PR #445, opened 2022-04-27
Use UnsafeMemory.unsafe(Get|Set)XXX to get and set fields in FieldInfo, ChronicleEnterprise/Chronicle-FIX#969

nicktindall:
This change switches to using unsafeGet/unsafePut to get and set fields instead of using Field#get and Field#set.

We're still missing some specific get/set methods for some primitives in the FieldInfo interface, these will fall back to the reflection implementation which will box/unbox.

I made the first steps towards internalising all the `FieldInfo` implementations.

### DIFF
--- a/src/main/java/net/openhft/chronicle/wire/DynamicEnum.java
+++ b/src/main/java/net/openhft/chronicle/wire/DynamicEnum.java
@@ -20,7 +20,7 @@ public interface DynamicEnum extends CoreDynamicEnum, Marshallable {
         E nums = cache.valueOf(e.name());
         List<FieldInfo> fieldInfos = e.$fieldInfos();
         for (FieldInfo fieldInfo : fieldInfos) {
-            fieldInfo.set(nums, fieldInfo.get(e));
+            fieldInfo.copy(e, nums);
         }
     }
 }
--- a/src/main/java/net/openhft/chronicle/wire/FieldInfo.java
+++ b/src/main/java/net/openhft/chronicle/wire/FieldInfo.java
@@ -17,12 +17,66 @@
  */
 package net.openhft.chronicle.wire;
 
+import net.openhft.chronicle.wire.internal.fieldinfo.*;
+import org.jetbrains.annotations.NotNull;
 import org.jetbrains.annotations.Nullable;
+
+import java.lang.reflect.Field;
+import java.util.ArrayList;
+import java.util.Collections;
+import java.util.List;
+import java.util.stream.Collectors;
+
+import static net.openhft.chronicle.wire.WireMarshaller.WIRE_MARSHALLER_CL;
 
 /**
  * Provides information about a single field of a class or an interface.
  */
 public interface FieldInfo {
+
+    @SuppressWarnings("deprecation" /* VanillaFieldInfo will become internal in the future, remove this suppression in x.25 */)
+    static FieldInfo createForField(String name, Class<?> type, BracketType bracketType, @NotNull Field field) {
+        if (!type.isPrimitive()) {
+            return new ObjectFieldInfo(name, type, bracketType, field);
+        } else if (type == int.class) {
+            return new IntFieldInfo(name, type, bracketType, field);
+        } else if (type == double.class) {
+            return new DoubleFieldInfo(name, type, bracketType, field);
+        } else if (type == long.class) {
+            return new LongFieldInfo(name, type, bracketType, field);
+        } else if (type == char.class) {
+            return new CharFieldInfo(name, type, bracketType, field);
+        }
+        return new VanillaFieldInfo(name, type, bracketType, field);
+    }
+
+    @NotNull
+    static Wires.FieldInfoPair lookupClass(@NotNull Class<?> aClass) {
+        final SerializationStrategy<?> ss = Wires.CLASS_STRATEGY.get(aClass);
+        switch (ss.bracketType()) {
+            case NONE:
+            case SEQ:
+                return Wires.FieldInfoPair.EMPTY;
+            case MAP:
+                break;
+            default:
+                // assume it could be a map
+                break;
+        }
+
+        @NotNull List<FieldInfo> fields = new ArrayList<>();
+        final WireMarshaller<?> marshaller = WIRE_MARSHALLER_CL.get(aClass);
+        for (@NotNull WireMarshaller.FieldAccess fa : marshaller.fields) {
+            final String name = fa.field.getName();
+            final Class<?> type = fa.field.getType();
+            final SerializationStrategy<?> ss2 = Wires.CLASS_STRATEGY.get(type);
+            final BracketType bracketType = ss2.bracketType();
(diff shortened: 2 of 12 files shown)


src/test/java/net/openhft/chronicle/wire/marshallable/FieldInfoTest.java
```diff
@@ -244,6 +244,12 @@ public static Collection<Object[]> combinations() {
                         "  bracketType: NONE,\n" +
                         "  parent: !type net.openhft.chronicle.wire.marshallable.ScalarValues\n" +
                         "}\n" +
+                        ", !FieldInfo {\n" +
+                        "  name: dynamicEnum,\n" +
+                        "  type: !type net.openhft.chronicle.wire.marshallable.TestDynamicEnum,\n" +
+                        "  bracketType: UNKNOWN,\n" +
+                        "  parent: !type net.openhft.chronicle.wire.marshallable.ScalarValues\n" +
+                        "}\n" +
```
nicktindall, line 252: This should use `VanillaFieldInfo`, because `DynamicEnumFieldInfo` is only for use on **fields of** dynamic enums

src/main/java/net/openhft/chronicle/wire/VanillaFieldInfo.java
```diff
@@ -18,111 +18,94 @@
...
-            final String name = fa.field.getName();
-            final Class<?> type = fa.field.getType();
-            final SerializationStrategy ss2 = Wires.CLASS_STRATEGY.get(type);
-            final BracketType bracketType = ss2.bracketType();
-            fields.add(new VanillaFieldInfo(name, type, bracketType, fa.field));
-        }
-        return new Wires.FieldInfoPair(
-                Collections.unmodifiableList(fields),
-                fields.stream().collect(Collectors.toMap(FieldInfo::name, f -> f)));
+        return FieldInfo.lookupClass(aClass);
```
nicktindall, line 52: It seemed like the right thing to do to move this to `FieldInfo` then we can make `VanillaFieldInfo` internal in x.25

src/main/java/net/openhft/chronicle/wire/VanillaFieldInfo.java
```diff
@@ -18,111 +18,98 @@
...
+ */
+@Deprecated
 @SuppressWarnings("rawtypes")
 public class VanillaFieldInfo extends AbstractFieldInfo implements FieldInfo {
 
+    private static final long UNSET_OFFSET = Long.MAX_VALUE;
+
     private final Class parent;
     private transient Field field;
+    private transient long offset = UNSET_OFFSET;
```
nicktindall: If we go through a serialize/deserialize cycle it seems prudent to refresh the offset as we may be on different JVM or have a different implementation of the class available on the classpath.

src/main/java/net/openhft/chronicle/wire/VanillaFieldInfo.java
```diff
@@ -18,111 +18,94 @@
...
-        return new Wires.FieldInfoPair(
-                Collections.unmodifiableList(fields),
-                fields.stream().collect(Collectors.toMap(FieldInfo::name, f -> f)));
+        return FieldInfo.lookupClass(aClass);
     }
 
     @Nullable
     @Override
-    public Object get(Object value) {
+    public Object get(Object object) {
```
nicktindall, line 57: Just made these parameters match the names in the interface, also `value` doesn't make as much sense

src/main/java/net/openhft/chronicle/wire/VanillaFieldInfo.java
```diff
@@ -18,112 +18,90 @@
...
         try {
-            return getField().get(value);
-        } catch (@NotNull NoSuchFieldException | IllegalAccessException e) {
-            e.printStackTrace();
```
nicktindall, line 82: There were lots of these `e.printStackTrace()` calls. They are logged to debug on the following line so I deleted them.

src/main/java/net/openhft/chronicle/wire/DynamicEnum.java
```diff
@@ -20,7 +20,7 @@ static <E extends DynamicEnum> void updateEnum(E e) {
         E nums = cache.valueOf(e.name());
         List<FieldInfo> fieldInfos = e.$fieldInfos();
         for (FieldInfo fieldInfo : fieldInfos) {
-            fieldInfo.set(nums, fieldInfo.get(e));
+            fieldInfo.copy(e, nums);
```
_ _ _ _
Of the lines above, copy each that contains "made".

▸ TASK SOLUTION:
I made the first steps towards internalising all the `FieldInfo` implementations.
nicktindall, line 57: Just made these parameters match the names in the interface, also `value` doesn't make as much sense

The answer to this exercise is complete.